If they were nuclear-capable, we'd probably know about them. Even long after the concrete had crumbled into dust and the steel had rusted into minerals, the isotope makeup of the spent fuel would be unmistakable. See: http://en.wikipedia.org/wiki/Natural_nuclear_fission_reactor for a really interesting story. In Oklo, the reactor was critical 1.7 billion years ago and it's still easily recognizable.
It's easily recognizable as a nuclear reactor. But how do you distinguish a natural reactor from an artificial one?
Furthermore, if we assume an intelligent species, wouldn't they either
1) Try to bury and hide leftover stuff, to the point where it's no longer easily found and/or recognizable?
2) Draw more energy out of it than we currently do, to the point where all that would be left would be Fe or Pb?
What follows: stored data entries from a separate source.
PR #1324, opened 2019-06-25
[NETBEANS-2730] try to update to nbm-maven-plugin from Apache + backwar…

ebarboni:
…d compatibility on mojo

Try to keep old mojo working.

This is an initial trial but it also need archetypes release before merge.


neilcsmith-net:
OK, re-triggered tests pass so merging.

PR #1326, opened 2019-06-25
[NETBEANS-2747] Apache NetBeans 11 shortcut card sources

geertjanw:
Making the title generic so we don't have to change each release, since the shortcuts are stable and not changing for some time already.


neilcsmith-net:
@geertjanw thanks, saves me a job on my list for today. There was a commit for NB11.0 for this but unfortunately had extra things we don't need.

Travis seems to failing all over the shop at the moment!  May just merge these two as they don't touch anything that can break anything?!

geertjanw:
Agree, merge these two, when/if you’re ready for them.

PR #2353, opened 2020-09-08
[NETBEANS-4779] Update to the mac os installer as it was failing on Big Sur

mcdonnell-john:
Adding the fix that was applied to generate the Mac OS installer for Apache NetBeans 12.1


lkishalmi (approved):
Well the 12.1 Mac build seems to get +1-s so this seems to work.

PR #2357, opened 2020-09-09
Add Plugin for BootsFaces in order to support <b:dataTable

t-oster:
Hi,

I am using NetBeans with BootsFaces (https://www.bootsfaces.net/). It works quite good, but the autocomplete fails on tags, which create scoped variables like `<b:dataTable value=[ListOfType<B>] var="x"/>` which creates a scoped variable `x` of type `B`.
I just copied the `@ServiceProvider(service = TagFeatureProvider.class)` from the PrimeFaces plugin, but since the org.netbeans.modules.web.jsfapi does not seem to expose this API I had to add my plugin as friend module.

I failed at creating a standalone module without adding a friend module, so my question is if you would include this module or what would be the correct way to add this functionality?

I also thought about a more generic plugin, where the user can specify a list of tags (namespace, tagName, var, value) which enables autocomplete in EL for those without creating a separate plugin for every taglib.


enterprise/web.bootsfaces/licenseinfo.xml
```diff
@@ -0,0 +1,27 @@
...
+
+    Unless required by applicable law or agreed to in writing,
+    software distributed under the License is distributed on an
+    "AS IS" BASIS, WITHOUT WARRANTIES OR CONDITIONS OF ANY
+    KIND, either express or implied.  See the License for the
+    specific language governing permissions and limitations
+    under the License.
+
+-->
+<licenseinfo>
```
lkishalmi, line 22: Empty licenseinfo is not required.

enterprise/web.bootsfaces/src/org/netbeans/modules/web/bootsfaces/BootsFacesTagFeatureProvider.java
```diff
@@ -0,0 +1,108 @@
...
+                    && library.getNamespace().equalsIgnoreCase(iterableTag.getNamespace())) {
+                return iterableTag;
+            }
+        }
+        return null;
+    }
+
+    private enum IterableTag {
+
+        DATA_TABLE(BOOTSFACES_UI_NAMESPACE, "dataTable", VALUE, VAR);
```
lkishalmi, line 78: Trailing //NOI18N is missing

enterprise/web.bootsfaces/src/org/netbeans/modules/web/bootsfaces/BootsFacesTagFeatureProvider.java
```diff
@@ -0,0 +1,108 @@
...
+
+/**
+ * {@link TagFeatureProvider} for BootsFaces.
+ * 
+ * @author toster
+ */
+@ServiceProvider(service = TagFeatureProvider.class)
+public class BootsFacesTagFeatureProvider implements TagFeatureProvider {
+
+    private static final String BOOTSFACES_UI_NAMESPACE = "http://bootsfaces.net/ui";
```
lkishalmi, line 38: //NOI18N-s are missing

lkishalmi (changes requested):

enterprise/web.bootsfaces/src/org/netbeans/modules/web/bootsfaces/resources/layer.xml
```diff
@@ -0,0 +1,26 @@
+<?xml version="1.0" encoding="UTF-8"?>
```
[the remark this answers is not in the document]
t-oster: I tried to run without it, but it threw an Exception.

t-oster:
Thank you for the review, I will update it asap

lkishalmi:
Just remove the empty layer.xml I've checked out this PR removed the layer.xml, it still builds fine. Then we can finally merge this.

t-oster:
> Just remove the empty layer.xml I've checked out this PR removed the layer.xml, it still builds fine. Then we can finally merge this.

I will do this, but i think it will build fine, but it won't run when you try to install the plugin.

lkishalmi (approved):

matthiasblaesing:
This will not be part of 12.2 as the registration of the module in the cluster is missing: https://issues.apache.org/jira/browse/NETBEANS-5054

t-oster:
@matthiasblaesing is #2559 what I should do? I added it underneath web.primefaces, because that's what it is based on.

Also, I forgot to mention that of course, my intelligent dinosaurs would have to be space faring. And that's where a stronger objection appears (IMO): on the surface of the moon, stuff tends to remain unaltered for a long time.
In isolation it's hard to distinguish. But if you find 30-50 reactors all over the globe that were all critical at the same time and all went silent at the same time, I think you'd have to think very hard about how that happened.
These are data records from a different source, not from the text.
PR #2358, opened 2020-09-10
Moving libs.truffleapi to ide cluster. GraalJS impl recommended for JDK15+

sdedic:
During `commit-validation` cleanup, I've noticed some dependencies from `java` to `webcommon` cluster. Several of them is on `truffleapi` module, which should IMHO move into `ide` cluster (similar to `graalsdk` library).

As for `libs.graaljs` required as project dependency for `nashorn.execution`: during discussion with @JaroslavTulach, it seemed that GraalJS impl is only necessary when there is no platform that supports Nashorn (either too old, or JDK15+) where the GraalJS classes are put on classpath and used for execution.

So this PR will change the project dependency into `OpenIDE-Module-Recommends` so GraalJS is enabled automatically; in the case the platform is missing, and the GraalJS library is NOT available (= module not installed), it will ask the user whether to download the module (libs.graaljs). If the user says "No", decision is remembered - just status message prints on unsuccessful exec.

I made the `libs.graaljs` module visible in AU, since the user may need to manually download it.

Note that Java cluster **has still a dependency** on `webcommon`: `debugger.jpda.trufflenode` uses some types from javascript implementation. So `ant -Dcluster.config=java` remains broken (the resulting ZIP does not contain webcommon and therefore `debugger.jpda.trufflenode` is broken and disabled on 1st startup)


java/nashorn.execution/manifest.mf
```diff
@@ -4,4 +4,4 @@ Comment: OpenIDE-Module-Layer: org/netbeans/modules/nashorn/execution/resources/
 OpenIDE-Module-Localizing-Bundle: org/netbeans/modules/nashorn/execution/Bundle.properties
 OpenIDE-Module-Specification-Version: 1.16
 AutoUpdate-Show-In-Client: false
-
+OpenIDE-Module-Recommends: org.netbeans.libs.graaljs
```
JaroslavTulach, line 7: Suspicious at first sight. I'd expect `cnb.org.netbeans.libs.graaljs` as that is the token exported by default by the module system for the `org.netbeans.libs.graaljs` module. However correct, the module explicitly exports `org.netbeans.libs.graaljs` token as can be seen below.

java/nashorn.execution/src/org/netbeans/modules/nashorn/execution/ModuleRequestException.java
```diff
@@ -0,0 +1,42 @@
...
+ * specific language governing permissions and limitations
+ * under the License.
+ */
+package org.netbeans.modules.nashorn.execution;
+
+/**
+ *
+ * @author sdedic
+ */
+public class ModuleRequestException extends UnsupportedOperationException {
```
JaroslavTulach, line 25: Package private, maybe?

JaroslavTulach: `final`.

webcommon/libs.graaljs/manifest.mf
```diff
@@ -1,7 +1,7 @@
 Manifest-Version: 1.0
-AutoUpdate-Show-In-Client: false
+AutoUpdate-Show-In-Client: true
 OpenIDE-Module: org.netbeans.libs.graaljs/1
 OpenIDE-Module-Layer: org/netbeans/libs/graaljs/layer.xml
 OpenIDE-Module-Localizing-Bundle: org/netbeans/libs/graaljs/Bundle.properties
 OpenIDE-Module-Specification-Version: 1.7
-OpenIDE-Module-Provides: javax.script.ScriptEngine.js
+OpenIDE-Module-Provides: javax.script.ScriptEngine.js,org.netbeans.libs.graaljs
```
JaroslavTulach, line 7: I see. The module explicitly provides `org.netbeans.libs.graaljs`.

webcommon/libs.graaljs/manifest.mf
```diff
@@ -1,7 +1,7 @@
 Manifest-Version: 1.0
-AutoUpdate-Show-In-Client: false
+AutoUpdate-Show-In-Client: true
 OpenIDE-Module: org.netbeans.libs.graaljs/1
 OpenIDE-Module-Layer: org/netbeans/libs/graaljs/layer.xml
 OpenIDE-Module-Localizing-Bundle: org/netbeans/libs/graaljs/Bundle.properties
 OpenIDE-Module-Specification-Version: 1.7
```
JaroslavTulach, line 6: Increase module version when you are changing the API (by increasing set of provided tokens).

JaroslavTulach (approved):
Good. Thanks.

java/nashorn.execution/manifest.mf
sdedic: `cnb.` could be better... it actually depends on the GraalJS library being defined rather than code from the module. Do you think it should rather depend on the module as such (rather than on the 'library' feature "token") ?

java/nashorn.execution/src/org/netbeans/modules/nashorn/execution/ModuleRequestException.java
sdedic: Thrown in `execution' package, caught / processed in 'actions'. But definitely `final`.

java/nashorn.execution/manifest.mf
JaroslavTulach: As you wish.

lkishalmi:
Question: Should we backport this one to 12.0 as a patch so it would be usable running on JDK 15+?

sdedic:
> Question: Should we backport this one to 12.0 as a patch so it would be usable running on JDK 15+?

I don't think so. In nashorn execution has a hard dependency on graaljs lib, so it is actually usable on JDK15. This patch only makes the dependency less explicit, so nashorn.execution could eventually work without libs.graaljs (of course on systems that contain nashort js shell).

lkishalmi:
After restarting  a some test task in Travis a few times, I suspect that this PR fails some tests in ergonomics. @sdedic could you look at that?

sdedic:
> After restarting a some test task in Travis a few times, I suspect that this PR fails some tests in ergonomics. @sdedic could you look at that?

Sorry, seems to be based on slightly older master (hmtl.ojet was removed in the meantime). Rebased, squashed.

sdedic:
> Question: Should we backport this one to 12.0 as a patch so it would be usable running on JDK 15+?

No, I don't think it's necessary. Master declares a hard dependency `nashorn.execution` -> `libs.graaljs`, so it is usable on both JDK < 15 and >= 15.

sdedic:
Some more discussion is needed: the failure is caused by making `libs.graaljs` showing in AU. The containing feature (webcommon) is then enabled, which fails the test.

BUT as I played around with pristine builds of `cluster.config=java`, it seems the patch could be very shorter:
- if there's NO `webcommon` cluster in the distribution, then there's no JS support, so `nashorn.execution` does not activate (no text/javascript MIME recognizer). So no Run or Debug actions and Javascript are plaintext files anyway
- if there's `webcommon` cluster, then `nashorn.execution' loads the `libs.graaljs` and everything is fine
PLUS
- it seems little ridiculous to support hypothetical config that contains pieces of clusters (i.e. javascript, but not graaljs). If some distribution does such packaging, let it solve the problems as well.

That would leave only `OpenIDE-Module-Recommends:` in `nashorn.execution` with no fancy AutoUpdate UI suggestions.

@JaroslavTulach @entlicher -- agreed ? If so, I'll reduce this patch.

entlicher:
I agree wit that simplification, it looks sufficient to me.

sdedic:
OK, edited again, simplified as outlined / agreed on.

entlicher (approved):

As for 1) current proposals (which continually fail to be implemented) are actually to concentrate the stuff and put it in geologically stable locations (c.f. Yucca Mountain). That would seem to be easier to find.
And 2) isn't really plausible. You can't select out and "convert" isotopes like that. You get the fission products you get, and your choice to get "more" out of them is really about how long you are willing to wait for them to decay.
For (1), we choose well hidden geological location, e.g. stuff that is about a mile deep. My guess is we don't have such an extensive knowledge of geologically stable locations one mile below surface.
For (2), I'd venture to say that this is based on what we know today. But then, nuclear reaction or coherent light or traveling to the moon were not exactly "plausible" in 1900 either.
What we know from physics is that there's still a lot of residual energy that could theoretically be extracted, to the point where these isotopes are naturally radioactive.
So to me, that means we are likely to one day figure out how to harness that residual energy.
It depends on where they bury it. On a scale of millions of years, the landscape can be changed radically. Continents get eroded, tectonic plates collide and get subducted. On mere thousands of years, sea levels rise and fall, rivers change course etc.
For instance, the ancient cities of Ur and Uruk used to be close to the shore of the Red Sea, whereas nowadays the sites are about 200km away (silt deposits built up over millenia). The Aegean sea used to extend into a large gulf into Western Anatolia around the time of Homer's Troy.
Everything humans built won't last more than a few thousands of years and modern buildings just a few decades. Even satellites in orbit will decay and burn up in a similar time.
It would be difficult for any visitor coming to an abandoned Earth a million later to discover anything about our presence.
The Earth's crust recycles itself every so often, so given a large enough timeframe, most of the existing surface will be gone, nuclear accidents or no. I suppose a ocean spills could last longer.